Indexes in Mysql queries

Question

Indexes in Mysql queries

Asked 10 years, 11 months ago

Viewed 2,914 times

23

Using indexes in mysql queries really makes the result come quickly for some large queries or tables.

For example in the query below:

SELECT * FROM table WHERE status = 1;

For a table with 1 million records if I give the command below:

DELETE FROM table WHERE status = 1;

This query takes a long time. So create the index for the status column and I was able to remove 700,000 lines quickly (about 0.8s)

In the select of the example I did not put the use index xyz but the database was smart to use the index you create for the column.

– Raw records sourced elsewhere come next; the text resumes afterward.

PR #5721, opened 2021-07-03
ENH: "Apply to all segments" checkbox added in Segment Editor "Smoothing" effect

rbumm:
Added a new checkbox and logic that enables serial smoothing of all visible segments currently open in the Segment Editor. If no segments are visible there is a logging message. The last selected segment gets restored.

The progress is shown as a statusmessage.

### DIFF
--- a/Modules/Loadable/Segmentations/EditorEffects/Python/SegmentEditorSmoothingEffect.py
+++ b/Modules/Loadable/Segmentations/EditorEffects/Python/SegmentEditorSmoothingEffect.py
@@ -78,6 +78,12 @@ If segments overlap, segment higher in the segments table will have priority. <b
     self.jointTaubinSmoothingFactorSlider.pageStep = 0.1
     self.jointTaubinSmoothingFactorLabel = self.scriptedEffect.addLabeledOptionsWidget("Smoothing factor:", self.jointTaubinSmoothingFactorSlider)
 
+    self.applyToAllVisibleSegmentsCheckBox = qt.QCheckBox()
+    self.applyToAllVisibleSegmentsCheckBox.setToolTip("Apply smoothing effect to all visible segments in this segmentation node. \
+                                                      This operation may take a while.")
+    self.applyToAllVisibleSegmentsCheckBox.objectName = self.__class__.__name__ + 'ApplyToAllVisibleSegments'
+    self.applyToAllVisibleSegmentsLabel = self.scriptedEffect.addLabeledOptionsWidget("Apply to all segments:", self.applyToAllVisibleSegmentsCheckBox)
+
     self.applyButton = qt.QPushButton("Apply")
     self.applyButton.objectName = self.__class__.__name__ + 'Apply'
     self.applyButton.setToolTip("Apply smoothing to selected segment")
@@ -87,6 +93,7 @@ If segments overlap, segment higher in the segments table will have priority. <b
     self.kernelSizeMMSpinBox.connect("valueChanged(double)", self.updateMRMLFromGUI)
     self.gaussianStandardDeviationMMSpinBox.connect("valueChanged(double)", self.updateMRMLFromGUI)
     self.jointTaubinSmoothingFactorSlider.connect("valueChanged(double)", self.updateMRMLFromGUI)
+    self.applyToAllVisibleSegmentsCheckBox.connect("stateChanged(int)", self.updateMRMLFromGUI)
     self.applyButton.connect('clicked()', self.onApply)
 
     # Customize smoothing brush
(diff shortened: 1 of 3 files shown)


Modules/Loadable/Segmentations/EditorEffects/Python/SegmentEditorSmoothingEffect.py
```diff
@@ -158,17 +169,26 @@ def updateMRMLFromGUI(self):
     self.scriptedEffect.setParameter("KernelSizeMm", self.kernelSizeMMSpinBox.value)
     self.scriptedEffect.setParameter("GaussianStandardDeviationMm", self.gaussianStandardDeviationMMSpinBox.value)
     self.scriptedEffect.setParameter("JointTaubinSmoothingFactor", self.jointTaubinSmoothingFactorSlider.value)
+    applyToAllSegments = 1 if self.applyToAllSegmentsCheckBox.isChecked() else 0
+    self.scriptedEffect.setParameter("ApplyToAllSegments", applyToAllSegments)
```
lassoan, line 173: Rename to "ApplyToAllVisibleSegments"

Modules/Loadable/Segmentations/EditorEffects/Python/SegmentEditorSmoothingEffect.py
```diff
@@ -180,8 +200,27 @@ def onApply(self, maskImage=None, maskExtent=None):
       self.scriptedEffect.saveStateForUndo()
       if smoothingMethod == JOINT_TAUBIN:
         self.smoothMultipleSegments(maskImage, maskExtent)
+      elif applyToAllSegments == '1':
```
lassoan, line 203:
```suggestion
      elif applyToAllVisibleSegments:
```

Modules/Loadable/Segmentations/EditorEffects/Python/SegmentEditorSmoothingEffect.py
```diff
@@ -158,17 +169,26 @@ def updateMRMLFromGUI(self):
...
 
+  def showStatusMessage(self, msg, timeoutMsec=500):
+        slicer.util.showStatusMessage(msg, timeoutMsec)
+        slicer.app.processEvents()
+
   def onApply(self, maskImage=None, maskExtent=None):
     """maskImage: contains nonzero where smoothing will be applied
     """
     smoothingMethod = self.scriptedEffect.parameter("SmoothingMethod")
+    applyToAllSegments = self.scriptedEffect.parameter("ApplyToAllSegments")
```
lassoan, line 191:
```suggestion
    applyToAllVisibleSegments = int(self.scriptedEffect.parameter("ApplyToAllVisibleSegments")) !=0 if self.scriptedEffect.parameter("ApplyToAllSegments") else False
```

lassoan (commented):
This will be great, thank you!

I've added a few comments inline.

Also, please update the user manual and the developer manual with the description of the new option:

https://github.com/rbumm/Slicer/edit/master/Docs/user_guide/modules/segmenteditor.md

https://github.com/rbumm/Slicer/edit/master/Docs/developer_guide/modules/segmenteditor.md

Modules/Loadable/Segmentations/EditorEffects/Python/SegmentEditorSmoothingEffect.py
```diff
@@ -78,6 +78,11 @@ def setupOptionsFrame(self):
     self.jointTaubinSmoothingFactorSlider.pageStep = 0.1
     self.jointTaubinSmoothingFactorLabel = self.scriptedEffect.addLabeledOptionsWidget("Smoothing factor:", self.jointTaubinSmoothingFactorSlider)
 
+    self.applyToAllSegmentsCheckBox = qt.QCheckBox()
+    self.applyToAllSegmentsCheckBox.setToolTip("Apply smoothing effect to all visible segments in this segmentation node. This operation may take a while.")
+    self.applyToAllSegmentsCheckBox.objectName = self.__class__.__name__ + 'ApplyToAllVisibleSegments'
+    self.applyToAllSegmentsMMLabel = self.scriptedEffect.addLabeledOptionsWidget("Apply to all segments:", self.applyToAllSegmentsCheckBox)
```
lassoan, line 84: Remove MM. It refers to millimeter (physical distance unit) - therefore it is not relevant for this variable's name.

lassoan (approved):
This works great, thank you! I'll squash and merge this now.

lassoan:
Thanks a lot for your contribution! The new feature will be available in the Slicer Preview Release tomorrow.

It would be awesome if you could do the same for Scissors, Margin, and Hollow effects as well.

rbumm:
Great, will do the same implementation for Margin and Hollow soon. 

@lassoan concerning scissors I am a bit unsure how to implement this mechanism because we do not have an Apply button here. Don't we need the mouse and cut individual segments ?  Any idea here ?

lassoan:
Same for Scissors. Instead of "apply" button the processing is applied when the mouse button is released. There are combination of options that do not make much sense (such as fill mode with "overwrite all" masking mode) and we could warn the user when he chooses such combinations, but I don't think it is necessary.

rbumm:
Ok. In Hollow, Margins and Scissor effect: Processing for visible segments only?

lassoan:
Yes, visible segments only. This allows the user to easily select a subset of segments. Also, editing of invisible segments should be generally avoided because you don't see the results.

rbumm:
Still do not fully understand the scissor plan: You normally select a segment and cut away / through this segment. 
Using the test spine from PW: If you cut or trim one specific vertebra,  you want to be able to make identical cuts to the other vertebra?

But what about consultations with various WHERE? Something like

SELECT * FROM table WHERE status = 1 AND account = 12 AND data > '2014-09-09 00:00:00';

If I create an index with the columns status, Account and date MYSQL will use in the above query automatically or I will have to explicitly put the use index xpto?

UPDATE

After implementing only one index in a table that had a complicated query. Look at what resulted in using CPU on my RDS on Amazon.

Desempenho RDS Amazon

I’ll even be able to decrease the type of instance :D

Index creation example for the query example above:

ALTER TABLE `table` ADD INDEX `status_idx` (`status`);

If you added an index for the status column, then Mysql will automatically use this index.

– Nicolas Dias

2014/09/10 at 14:16

1 answer

Browser other questions tagged mysql database optimizing índices

You are not signed in. Login or sign up in order to post.

by Maniero • **444,682** points · Answer 1 · 2014-09-10T14:45:14+00:00

For this query specific will use index if there is an appropriate index for it. This index should include columns status, account and data. Preferably in this order. There is no reason why Mysql does not use the index automatically. Anyway to be sure create and see what happens. Not always what we deduce is correct.

Thus the index will classify the status increasingly, so he can quickly find the lines with the value 1. Then he can quickly find the lines that have the value 12 for account, among the lines already selected that meet the above condition. And finally select all dates above the value indicated in query, again between previously selected lines in the previous conditions. Obviously this selection will not consider other data ranges that do not contain the previous values.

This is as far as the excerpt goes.